What professional standards actually make possible
Ask Alfie Hennessey what changed his career and he doesn’t point to a single moment. He points to exposure. Starting as a general cleaner at Anfield, he moved through pre- and post-event cleans, into supervision, then across venues and eventually into CleanKitchen, our specialist commercial kitchen division. “Every day is different,” he says. “I’m always travelling to new venues and learning new things.”
That kind of mobility doesn’t happen by accident. It requires defined training, documented standards and managers who develop people rather than just deploy them.

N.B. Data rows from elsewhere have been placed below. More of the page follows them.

PR #1845, opened 2019-10-01
Api demos

A6GibKm:
Added demos for:

- use-package!
- disable-packages!
- map!
- quiet!
- setq-hook!
- unsetq-hook!

I would like some feedback on this.

### DIFF
--- a/docs/api.org
+++ b/docs/api.org
@@ -27,6 +27,7 @@ It is integrated into Helpful, in Doom.
     - [[#remove-hook][remove-hook!]]
     - [[#setq-hook][setq-hook!]]
     - [[#unsetq-hook][unsetq-hook!]]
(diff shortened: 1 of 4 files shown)


docs/api.org
```diff
@@ -276,9 +310,47 @@ It is integrated into Helpful, in Doom.
...
+#+END_SRC
+
+*** use-package!
+#+BEGIN_SRC elisp :eval no
+;; Use after-call to load package before hook
+(use-package! projectile
+  :after-call (pre-command-hook after-find-file dired-before-readin-hook))
+
+;; Defer recentf packages one by one
+(use-package! (use-package! recentf
```
hlissner: Typo: `use-package!` is repeated here.

hlissner:
Thanks for the help and quick response!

This is where the BICSc framework has become not just useful but essential to the training and development of the Team. The Institute’s standards provide consistent outcome criteria, recognised competencies and shared professional language. This allows a worker’s experience to travel with them. Without that infrastructure, experience stays local and skills remain invisible to the wider market.
Progression in practice
Shauna Collins joined us as a Supervisor in November 2023. Within 18 months, she was promoted to Assistant Venue Presentation Manager at Cheltenham Racecourse. Her advice to anyone starting out is direct: “Take every opportunity to learn – those experiences are what build your potential to step up.”
That’s not an unusual sentiment in any industry. What’s less common is having the infrastructure to act on it. Apprenticeships, graduate schemes, competency frameworks – the cleaning sector has spent years building the scaffolding that a visible career requires. The challenge now is making sure people can see it before they’ve already walked past the door.

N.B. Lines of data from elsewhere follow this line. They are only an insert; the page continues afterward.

PR #1850, opened 2019-10-03
Update documentation of recognized latex viewers

alexandergraul:
The user documentation of +latex-viewers did not keep up with changes to
the variable. This commit realigns its documentation.


hlissner:
Thanks again!

PR #1853, opened 2019-10-04
Correct a requirement in README.org

oguzserbetci:
Quick fix to the README for python language module to correct the required python package for `pyimport.el` to `pyflakes` as mentioned in its own [README](https://github.com/Wilfred/pyimport).


hlissner:
Good catch! Thanks for the help.

PR #1865, opened 2019-10-09
Add keybindings for org-html-export

Porcupine96:
This commit adds keybindings for exporting org to HTML, analogous to those that are defined for markdown and reveal.js.


hlissner:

Building capability and closing the gap
The UK cleaning sector faces a recognised skills gap, driven in part by perception and in part by a simple lack of awareness. Young people don’t know the industry exists in the form it does – and that’s a problem we all have a role in fixing.
Industry bodies like the Cleaning & Support Services Association are doing important work here, engaging directly with schools and promoting clear pathways into the sector. Figures like Jay Adderley are contributing too, supporting outreach initiatives that connect education with employment in a way that’s practical rather than promotional.
Public visibility matters as well. Programmes like BBC One’s The One Show – on which CleanEvent’s Operations Director, Jay Adderley, was featured in an interview – have brought genuine attention to the scale and structure of modern cleaning operations, reaching audiences who would never have considered the sector as an option. The conversation is shifting – from recruitment to something more fundamental: building real understanding of what this industry actually offers.
A sector that’s quietly changed shape
The nature of the work itself has shifted. Automation and robotics are appearing across large UK sites, handling consistency while creating new roles in supervision and technical oversight. Sustainability is now woven into daily operations, from product selection and waste reduction to resource management, adding genuine complexity to jobs once assumed to be straightforward. In specialist environments like commercial kitchens, our teams work alongside food production staff, navigating compliance and safety requirements that directly affect public health.
This is not the same industry it was twenty years ago. The people doing the work have always known that. It’s taking the rest of the world a while to catch up.
The strongest argument is the simplest one
Corey went to Australia on an international exchange and brought that knowledge back into the business. Alfie crossed disciplines and found a specialism he’d never considered. Shauna was promoted within 18 months of joining. These aren’t exceptional outcomes engineered for a brochure. They’re what a structured, standards-driven environment produces when it takes development seriously.
Cleaning isn’t a starting point with no direction. It never really was. It’s an industry – our industry – that has built something worth talking about and is only now beginning to say so clearly.